§ **Record excerpts**
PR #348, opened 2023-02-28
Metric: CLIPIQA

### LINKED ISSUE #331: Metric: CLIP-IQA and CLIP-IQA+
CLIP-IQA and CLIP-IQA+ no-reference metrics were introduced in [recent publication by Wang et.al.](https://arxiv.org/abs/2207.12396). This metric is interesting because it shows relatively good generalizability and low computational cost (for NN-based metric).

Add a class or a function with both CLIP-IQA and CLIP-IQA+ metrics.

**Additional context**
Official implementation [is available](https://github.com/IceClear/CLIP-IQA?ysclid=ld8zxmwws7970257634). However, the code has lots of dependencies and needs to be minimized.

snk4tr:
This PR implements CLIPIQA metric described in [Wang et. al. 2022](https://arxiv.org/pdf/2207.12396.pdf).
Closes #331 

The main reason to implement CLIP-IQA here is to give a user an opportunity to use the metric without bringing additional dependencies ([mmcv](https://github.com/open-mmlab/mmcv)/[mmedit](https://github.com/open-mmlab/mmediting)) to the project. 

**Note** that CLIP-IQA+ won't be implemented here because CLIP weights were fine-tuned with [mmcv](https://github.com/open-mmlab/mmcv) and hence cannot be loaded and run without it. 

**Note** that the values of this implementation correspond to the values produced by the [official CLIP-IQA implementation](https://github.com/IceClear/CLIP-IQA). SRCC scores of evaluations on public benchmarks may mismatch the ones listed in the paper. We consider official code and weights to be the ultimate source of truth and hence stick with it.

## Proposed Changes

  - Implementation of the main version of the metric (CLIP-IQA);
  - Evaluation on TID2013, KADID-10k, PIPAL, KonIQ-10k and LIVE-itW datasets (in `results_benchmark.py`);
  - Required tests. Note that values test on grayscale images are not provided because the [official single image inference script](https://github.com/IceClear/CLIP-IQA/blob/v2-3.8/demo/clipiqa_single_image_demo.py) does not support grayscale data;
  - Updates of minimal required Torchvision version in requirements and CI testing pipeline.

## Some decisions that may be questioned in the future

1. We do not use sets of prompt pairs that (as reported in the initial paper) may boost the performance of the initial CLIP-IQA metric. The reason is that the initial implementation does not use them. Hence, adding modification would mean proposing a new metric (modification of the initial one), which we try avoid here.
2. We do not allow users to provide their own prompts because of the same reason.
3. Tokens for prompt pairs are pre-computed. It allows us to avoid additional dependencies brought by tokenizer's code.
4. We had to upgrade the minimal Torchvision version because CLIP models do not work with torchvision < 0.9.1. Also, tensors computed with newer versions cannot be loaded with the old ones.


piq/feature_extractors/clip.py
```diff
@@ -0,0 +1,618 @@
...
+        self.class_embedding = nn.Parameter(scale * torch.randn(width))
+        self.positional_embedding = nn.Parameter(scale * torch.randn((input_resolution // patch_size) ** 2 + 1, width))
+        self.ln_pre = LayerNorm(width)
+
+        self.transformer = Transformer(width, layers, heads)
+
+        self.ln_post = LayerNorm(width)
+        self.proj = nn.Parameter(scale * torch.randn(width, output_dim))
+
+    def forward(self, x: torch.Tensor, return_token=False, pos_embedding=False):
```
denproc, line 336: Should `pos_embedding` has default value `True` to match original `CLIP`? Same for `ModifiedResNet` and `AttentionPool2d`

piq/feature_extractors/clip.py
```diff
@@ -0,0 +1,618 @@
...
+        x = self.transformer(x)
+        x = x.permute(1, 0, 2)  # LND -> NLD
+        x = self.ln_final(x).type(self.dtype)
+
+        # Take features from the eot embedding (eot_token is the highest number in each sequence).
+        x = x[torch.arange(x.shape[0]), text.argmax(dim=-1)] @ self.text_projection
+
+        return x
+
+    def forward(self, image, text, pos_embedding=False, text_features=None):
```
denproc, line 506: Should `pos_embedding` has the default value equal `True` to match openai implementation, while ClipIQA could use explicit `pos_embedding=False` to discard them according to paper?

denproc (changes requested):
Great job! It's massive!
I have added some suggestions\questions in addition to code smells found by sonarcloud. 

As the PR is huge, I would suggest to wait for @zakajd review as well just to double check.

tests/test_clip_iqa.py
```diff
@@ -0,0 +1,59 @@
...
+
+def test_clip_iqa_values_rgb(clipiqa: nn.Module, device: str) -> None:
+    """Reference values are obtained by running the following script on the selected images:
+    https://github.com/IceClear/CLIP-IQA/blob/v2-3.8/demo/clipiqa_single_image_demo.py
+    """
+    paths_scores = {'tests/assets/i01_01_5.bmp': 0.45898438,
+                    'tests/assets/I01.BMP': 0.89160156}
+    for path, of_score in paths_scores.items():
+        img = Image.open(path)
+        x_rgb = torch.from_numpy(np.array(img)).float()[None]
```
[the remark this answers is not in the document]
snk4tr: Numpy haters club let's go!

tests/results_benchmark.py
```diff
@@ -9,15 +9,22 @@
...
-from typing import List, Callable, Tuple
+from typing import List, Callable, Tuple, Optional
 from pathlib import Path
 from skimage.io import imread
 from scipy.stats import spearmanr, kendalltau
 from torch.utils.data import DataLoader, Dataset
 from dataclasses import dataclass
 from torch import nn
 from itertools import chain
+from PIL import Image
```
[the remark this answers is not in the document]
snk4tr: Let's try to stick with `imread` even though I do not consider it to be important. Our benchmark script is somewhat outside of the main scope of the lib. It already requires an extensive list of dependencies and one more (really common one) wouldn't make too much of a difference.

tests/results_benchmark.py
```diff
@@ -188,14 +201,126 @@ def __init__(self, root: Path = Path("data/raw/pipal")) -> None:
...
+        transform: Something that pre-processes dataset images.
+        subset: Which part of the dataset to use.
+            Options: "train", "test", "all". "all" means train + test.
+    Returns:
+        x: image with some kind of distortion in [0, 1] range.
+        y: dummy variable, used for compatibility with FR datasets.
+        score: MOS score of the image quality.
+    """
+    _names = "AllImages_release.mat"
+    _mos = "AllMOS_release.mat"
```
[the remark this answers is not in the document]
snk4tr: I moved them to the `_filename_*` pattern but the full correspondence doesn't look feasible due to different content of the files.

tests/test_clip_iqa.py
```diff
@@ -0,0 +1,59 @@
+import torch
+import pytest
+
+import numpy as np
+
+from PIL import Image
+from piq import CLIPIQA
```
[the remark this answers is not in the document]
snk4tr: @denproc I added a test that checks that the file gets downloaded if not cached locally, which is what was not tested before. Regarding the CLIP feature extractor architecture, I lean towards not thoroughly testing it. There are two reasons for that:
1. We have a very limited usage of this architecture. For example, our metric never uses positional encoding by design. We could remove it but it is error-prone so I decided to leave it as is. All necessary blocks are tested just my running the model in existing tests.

§ **The problem**
Would you copy, unchanged, the stretch of the records above that begins at the line containing "Closes #331" and ends at the line containing "## Proposed Changes", and only that?

§ **Reply to the task**
Closes #331 

The main reason to implement CLIP-IQA here is to give a user an opportunity to use the metric without bringing additional dependencies ([mmcv](https://github.com/open-mmlab/mmcv)/[mmedit](https://github.com/open-mmlab/mmediting)) to the project. 

**Note** that CLIP-IQA+ won't be implemented here because CLIP weights were fine-tuned with [mmcv](https://github.com/open-mmlab/mmcv) and hence cannot be loaded and run without it. 

**Note** that the values of this implementation correspond to the values produced by the [official CLIP-IQA implementation](https://github.com/IceClear/CLIP-IQA). SRCC scores of evaluations on public benchmarks may mismatch the ones listed in the paper. We consider official code and weights to be the ultimate source of truth and hence stick with it.

## Proposed Changes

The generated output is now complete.